The phrase “ni de aquí ni de allá” comes to mind, used by Hispanics in the U.S. who lack a sense of belonging with both American culture and that of their family’s background.
When discussing New Regional Mexican Music popularity in Mexican American communities, Diaz noticed more kids, especially those who are younger and not as in touch with their Mexican roots, pick up on the music.
“The mix can connect to them, even if the lyrics don’t touch on ‘ni de aquí ni de allá’, you can pick up on it sounding more American. Even if you don’t know why.”
Influence and impacts in and outside the music can come from collaborations too, as when Grupo Frontera collaborated with Puerto Rican rapper Bad Bunny for the hit, “x100to.”
The Puerto Rican-born Reggaeton and Latin Hip Hop that Bad Bunny makes takes more obvious influences on typical stateside American Hip Hop. Its rise in popularity has made streaming services more likely to introduce listeners to other Latin Music.
All this is only a piece of the trend of people listening to Spanish speaking music more than ever, in America and globally.
Last year a record number of 98 Spanish-language songs landed on the Billboard Hot 100–a huge leap from 2015, when only two made it.
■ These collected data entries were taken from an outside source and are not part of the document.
PR #1675, opened 2020-09-25
debian package building added

navjotcis:
I have added debian package building with the reference of https://git.bitmessage.org/citizenaspirant/PyBitmessage/commit/5f955ba52f10c6167e82ec870cbb327a6ca1de2d

PR #1686, opened 2020-10-30
Full featured apt package using stdeb

g1itch:
As you suggested this PR is instead of #1675. Maybe squash more?


PeterSurda:
Yes please squash, and remove `Dockerfile` and `src/bitmessagemain.py` from the PR.

g1itch:
The build process was documented in bionic job of the example `.travis.yml` it's basically
```sh
sudo apt-get install -yq apt-file build-essential debhelper dh-python fakeroot libssl-dev python-all-dev \
    python-msgpack python-qt4 python-setuptools python-stdeb
python setup.py sdist
python setup.py --command-packages=stdeb.command bdist_deb
```

Using `export VERSION=$(python setup.py -V)` you may find the package in `deb_dist/pybitmessage_${VERSION}-1_amd64.deb`. Such name is because it's a program, not library. `python-<libname>_<version_arch>.deb` is for libraries.

PeterSurda:
Yes I'm fixing it.

g1itch:
> Yes please squash, and remove `Dockerfile` and `src/bitmessagemain.py` from the PR.

So you OK with the old deb building procedure in the Dockerfile? Changes to `bitmessagemain` are needed if you want to use `pybitmessage -t` when installed from deb.

PeterSurda:
Won't the `Dockerfile` work if you skip `pybitmessage -t`?

g1itch:
> Won't the `Dockerfile` work if you skip `pybitmessage -t`?

`pybitmessage -t` is used to generate default keys.dat. Then it generates password and edits the config.

PeterSurda:
I thought it was supposed to create the defaults if settingsversion isn't high enough, even if the api* options are already set.

g1itch:
Without installing extra packages and running core tests it's just builds faster.

PeterSurda:
It looks like an overkill to run `pybitmessage -t` just to create a default config file.

g1itch:
> It looks like an overkill to run `pybitmessage -t` just to create a default config file.

Otherwise user should connect to container upon first run and manually enable API and set username and password.

PeterSurda:
I think instead the bmconfigparser should set defaults when it's missing. Then you could create a minimal keys.dat and wouldn't have to run `pybitmessage -t`:

```
[bitmessagesettings]
settingsversion = auto
dontconnect = false
apiusername = aaa
apipassword = bbbb
apiinterface = 0.0.0.0
apienabled = true
```

PeterSurda:
I also don't understand why these two things (Dockerfile and dpkg) are in one PR.

g1itch:
> I also don't understand why these two things (Dockerfile and dpkg) are in one PR.

I removed dpkg use from Dockerfile because it was a documentation for building deb. I can squash those changes with the removal of previous package files.

PeterSurda (approved):
Ok approved, just fix pylint.

g1itch:
I forgot the apparmor config here.

PeterSurda (approved):
Ok

PR #1688, opened 2020-11-12
replace print statements with logger

### LINKED ISSUE #1373: No more prints

navjotcis:
I have replaced print statement with logger for below given module
`network/randomtrackingdict.py`
`singleinstance.py`

### DIFF
--- a/src/tests/test_randomtrackingdict.py
+++ b/src/tests/test_randomtrackingdict.py
@@ -1,0 +1,47 @@
+"""
+Tests for RandomTrackingDict class
+"""
+import random
+import unittest
+
+from network import randomtrackingdict
+from time import time
+
+
+class TestRandomTrackingDict(unittest.TestCase):
+    """Main protocol test case"""
+
+    @staticmethod
+    def randString():
+        """helper function for tests, generates a random string"""
+        retval = b''
+        for _ in range(32):
+            retval += chr(random.randint(0, 255))
+        return retval
+
+    def test_check_randomtrackingdict(self):
+        """Check the logic of RandomTrackingDict class"""
+        a = []
+        k = randomtrackingdict.RandomTrackingDict()
+
+        a.append(time())
+        for i in range(50000):
+            k[self.randString()] = True
+        a.append(time())
+
+        while k:
+            retval = k.randomKeys(1000)
+            if not retval:
+                self.fail("error getting random keys")
+
+            try:
+                k.randomKeys(100)
+                self.fail("bad")
+            except KeyError:
+                pass
+            for i in retval:
+                del k[i]
+        a.append(time())
+
+        for x in range(len(a) - 1):
+            self.assertLess(a[x + 1] - a[x], 10)
--- a/src/network/addrthread.py
+++ b/src/network/addrthread.py
@@ -3,11 +3,11 @@ Announce addresses as they are received from other hosts
 """
 import Queue
 
-import state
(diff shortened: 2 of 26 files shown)


PeterSurda (changes requested):
- the test in randomtrackingdict should be refactored as a unit test
- remove singleinstnace from PR
- filesystem is OK

PeterSurda (changes requested):
Move tests into unit tests.

PeterSurda:
- remove main section from `randomtrackingdict.py`
- fix errors reported by travis

src/tests/test_randomtrackingdict.py
```diff
@@ -0,0 +1,48 @@
...
+            try:
+                k.randomKeys(100)
+                print('bad')
+            except KeyError:
+                pass
+            for i in retval:
+                del k[i]
+        a.append(time())
+
+        for x in range(len(a) - 1):
```
PeterSurda, line 46: This is debugging information. We should check if this is not too slow. Let's say all values of `a[x + 1] - a[x]` need to be less than `10.0`.

PeterSurda (changes requested):
Please do the requested changes and fix code quality.

PeterSurda:
Also you can't write "Fixes #xxxxx" unless it's a complete fix, that screws up the dependency tracking.

navjotcis:
I have made the suggested changes not it is ready to merge.

src/tests/test_randomtrackingdict.py
```diff
@@ -0,0 +1,47 @@
...
+    @staticmethod
+    def randString():
+        """helper function for tests, generates a random string"""
+        retval = b''
+        for _ in range(32):
+            retval += chr(random.randint(0, 255))
+        return retval
+
+    def test_check_randomtrackingdict(self):
+        """Check the logic of RandomTrackingDict class"""
```
PeterSurda, line 23: `"""Test performance of RandomTrackingDict"""`

src/tests/test_randomtrackingdict.py
```diff
@@ -0,0 +1,47 @@
...
+                k.randomKeys(100)
+                self.fail("bad")
+            except KeyError:
+                pass
+            for i in retval:
+                del k[i]
+        a.append(time())
+
+        for x in range(len(a) - 1):
+            self.assertLess(a[x + 1] - a[x], 10)
```
PeterSurda, line 47: Maybe this needs to be `10.0`, I'm not fully sure, we'll see once the import is fixed.

PeterSurda (changes requested):
Please fix import.

src/network/__init__.py
```diff
@@ -8,6 +8,7 @@
 from downloadthread import DownloadThread
 from invthread import InvThread
 from networkthread import BMNetworkThread
+from .randomtrackingdict import RandomTrackingDict
```
PeterSurda, line 11: why dot at the beginning?

PeterSurda (changes requested):
fix

src/network/__init__.py
navjotcis: checking with every possible way

PR #1689, opened 2020-11-15
add pendingDownload and pendingUpload to return of API clientStatus

813492291816:
adds some information to clientStatus

### DIFF
--- a/src/api.py
+++ b/src/api.py
@@ -1419,9 +1419,9 @@ class BMRPCDispatcher(object):
         """
         Returns the bitmessage status as dict with keys *networkConnections*,
         *numberOfMessagesProcessed*, *numberOfBroadcastsProcessed*,
-        *numberOfPubkeysProcessed*, *networkStatus*,
-        *softwareName*, *softwareVersion*. *networkStatus* will be one
-        of these strings: "notConnected",
+        *numberOfPubkeysProcessed*, *pendingDownload*, *networkStatus*,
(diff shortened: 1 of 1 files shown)


PeterSurda (changes requested):
Since `pendingUpload` isn't working correctly now I would remove it from the report. Other than that looks ok.

813492291816:
Thanks for the feedback. pendingDownload is really what I wanted, but figured I should add pendingUpload as well after seeing network.stats. I've gone ahead and removed pendingUpload.

PeterSurda (approved):

PeterSurda:
The commits aren't PGP signed. Please sign them and paste your PGP key into your GitHub account's settings.

813492291816:
Sure. I'm setting it up now and sign my last commit when finished.

813492291816:
My last commit has been signed and I will sign any future commits.

PeterSurda:
All comments must be signed. Maybe squash, then you can sign easier.

813492291816:
Thank you for pointing me in the right direction and your patience. I've squashed my two commits into one verified commit.

PeterSurda:
I introduced strict policies about merging for security reasons, so it's more difficult to contribute. However I'd like to update contribution guidelines for a step by step description about how to do that. Most of the checks are already automated so the contributors sees the result directly in the PR, the signatures aren't, but I'll add that too eventually.

PR #1691, opened 2020-11-25
Fix dependency checks for optional modules

### LINKED ISSUE #1316: checkdeps.py broken
```
  File "checkdeps.py", line 142, in <module>
    if x in EXTRAS_REQUIRE_DEPS
KeyError: None
```

navjotcis:
I have put import_module for checking already installed dependency in checkdeps module so with the use of it buildbot checks get 
improve and fix so issues of  #1316


PeterSurda (approved):
This isn't a full fix, just a partial. The description needs to be updated so that it doesn't auto-close the issue.

navjotcis:
Now you can merge it

PR #1694, opened 2020-12-08
Closes #1538. Refactors 'onionservicesonly' to 'onlynet=onion', prevents bootstrapping from non-onion nodes when true, and prevents bootstrapping from any node but the trusted peer (when set)

### LINKED ISSUE #1538: Add onlynet=onion config option

sgj3:
This PR fixes #1538.  It:
- Gracefully changes the config option 'onionservicesonly=true' to 'onlynet=onion', upgrading old config directives upon GUI settings dialog "OK"
- When onion services only is requested, prevents bootstrapping from a non-onion node
- When a trusted peer is set, prevents bootstrapping from any other node 

This PR *does not* add any warning or error dialogs, which would be useful for a user unknowingly unable to bootstrap because they set 'onlynet=onion'.

(Please ignore #1693. I accidentally hit <ENTER> when typing the title, which GitHub oh-so-helpfully interpreted as a click on "Create pull request".)

### DIFF
--- a/src/bitmessageqt/settings.py
+++ b/src/bitmessageqt/settings.py
@@ -358,6 +358,11 @@ class SettingsDialog(QtGui.QDialog):
         if proxytype_index > 2:  # last literal proxytype in ui
             start_proxyconfig()
 
+        onionOnly_deprecated = BMConfigParser().safeGetBoolean(
+            "bitmessagesettings", "onionservicesonly")
+        onionOnly = BMConfigParser().safeGet(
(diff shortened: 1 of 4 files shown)


PeterSurda:
I need more time to look at it more closely, but upon first glance it looks ok, just fix the code quality issues and keep it rebased so that I can merge it when ready.

PR #1697, opened 2020-12-19
test case for testing old knownnodes pickle

### LINKED ISSUE #1662: Pickle old knownnodes missing/incomplete error handler

navjotcis:
Added test case for old formate knownnodes pickle file and handle the exception so which will fix #1668 issue


PeterSurda:
- you can use a different extension for the sample file to avoid changing `.gitignore`
- you can copy the file instead of read/write (`shutil.copyfile`)
- the sample file is too big
- you need to add the fixes from #1668 (at least the one from `src/network/knownnodes.py`

src/tests/core.py
```diff
@@ -259,6 +260,30 @@ def test_insert_method_msgid(self):
...
+        """Testing old(v.0.6.2) version knownnodes.dat file"""
+        is_pass = False
+        try:
+            self.load_old_knownnodes_file()
+            knownnodes.readKnownNodes()
+            is_pass = True
+        except (AttributeError, Exception) as e:
+            print('Error: ', e)
+            self.cleanup()
+        self.assertTrue(is_pass)
```
PeterSurda, line 273: `self.cleanup` should be inside `finally:`

PeterSurda (changes requested):
The fix isn't implemented, this is only a test. Copy the fix from g1itch's PR.

src/tests/core.py
PeterSurda: Also no print.

src/tests/core.py
```diff
@@ -259,6 +260,30 @@ def test_insert_method_msgid(self):
...
+    def test_old_knownnodes_pickle(self):
+        """Testing old(v.0.6.2) version knownnodes.dat file"""
+        is_pass = False
+        try:
+            self.load_old_knownnodes_file()
+            knownnodes.readKnownNodes()
+            is_pass = True
+        except (AttributeError, Exception) as e:
+            print('Error: ', e)
+            self.cleanup()
```
g1itch, line 272: `cleanup('knownnodes.dat')` The cleanup function is imported from module `common`

g1itch: Also maybe it's better to use `self.fail('Failed to load knownnodes: %s' % e)` here instead of `self.assertTrue(is_pass)`? What other `Exception` do you expect, I don't understand.

src/tests/core.py
```diff
@@ -259,6 +260,30 @@ def test_insert_method_msgid(self):
...
+        self.assertTrue(is_pass)
+
+    @staticmethod
+    def load_old_knownnodes_file():
+        """loading old knownnodes file in .config directory"""
+        old_source_file = os.path.join(os.getcwd(), 'tests/test_pattern', 'knownnodes.dat')
```
g1itch, line 278: You probably can use `os.path.abspath(__file__)` here.

src/tests/core.py
```diff
@@ -259,6 +260,30 @@ def test_insert_method_msgid(self):
             '''select typeof(msgid) from sent where ackdata=?''', result)
         self.assertEqual(column_type[0][0] if column_type else '', 'text')
 
+    def test_old_knownnodes_pickle(self):
+        """Testing old(v.0.6.2) version knownnodes.dat file"""
+        is_pass = False
+        try:
+            self.load_old_knownnodes_file()
```
g1itch, line 267: just `shutl.copy(...` no need for extra method

navjotcis:
I have made the suggested changes now it is ready to merge

PeterSurda (approved):

PR #262, opened 2026-02-05
Add `versionsync pull` command

giltho:
```
./versionsync.py pull obol
./versionsync.py pull charon
```

respectively go to the directory ../charon and ../obol (which can be customised with --dir), fetches the correct hash from the correct repo, and builds the new version.

```
./versionsync.py pull all
```
does both


N1ark (approved):
thanks!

The Latin American population has always been strong, but with 64 million Latinos in the U.S. being almost 20 percent of the population, there are opportunities for people to bridge these cultural gaps.
“Music from Latin America always has that soul; there’s so many different kinds, but it’s always there, it’s lively,” Murphy said. “I think people get curious too, on sounds they don’t know well. Some instrument sounds work with certain emotions: for example, brass, horns, trumpets, that’s the sound of victory, it can be uplifting. I think people need a celebratory feeling.”
As Regional Mexican music artists expose American listeners to new styles, they do the same to Mexican audiences, as they expand and experiment with genres. Peso Pluma’s newest album has more elements of EDM, Carin Leon is starting to record country music, and some songs from Fuerza Regida’s newest album, “Pero No Te Enamores,” are referred by Jesus Ortiz Paz as “Jersey Corridos” — a mix of Jersey house’s bass-speeding EDM with their anthemic corridos.
“I think versatility is important; when two different worlds collide, it brings more interest,” Diaz said on the importance of collaboration and playing with new sounds. “Then they can bring some of that sound to their usual genre.”
While some may fear a loss of its musical traditions as Regional Mexican grows, Griselda Flores, Billboard senior staff writer, stated in a discussion that there shouldn’t be worry. At first afraid of the music watering down just to gain this success, she now observes that, “Mexican music has gone global without having to sacrifice anything.”
In fact, Regional Mexican music grew 400 percent worldwide over the past five years on Spotify.
Even then, traditions aren’t leaving, between new artists coming up every year, communities spreading the music, and younger audiences reconnecting to the old. Diaz mentioned her experience and that of people she knows going back to the classics, because they listened to what’s new.
“Now I appreciate old corridos even more; I know a lot of younger people get into older corridors afterwards, or at least start to tolerate and understand it better, you get the essence.”
An essence transformed, and here to stay, now shared with America and the world.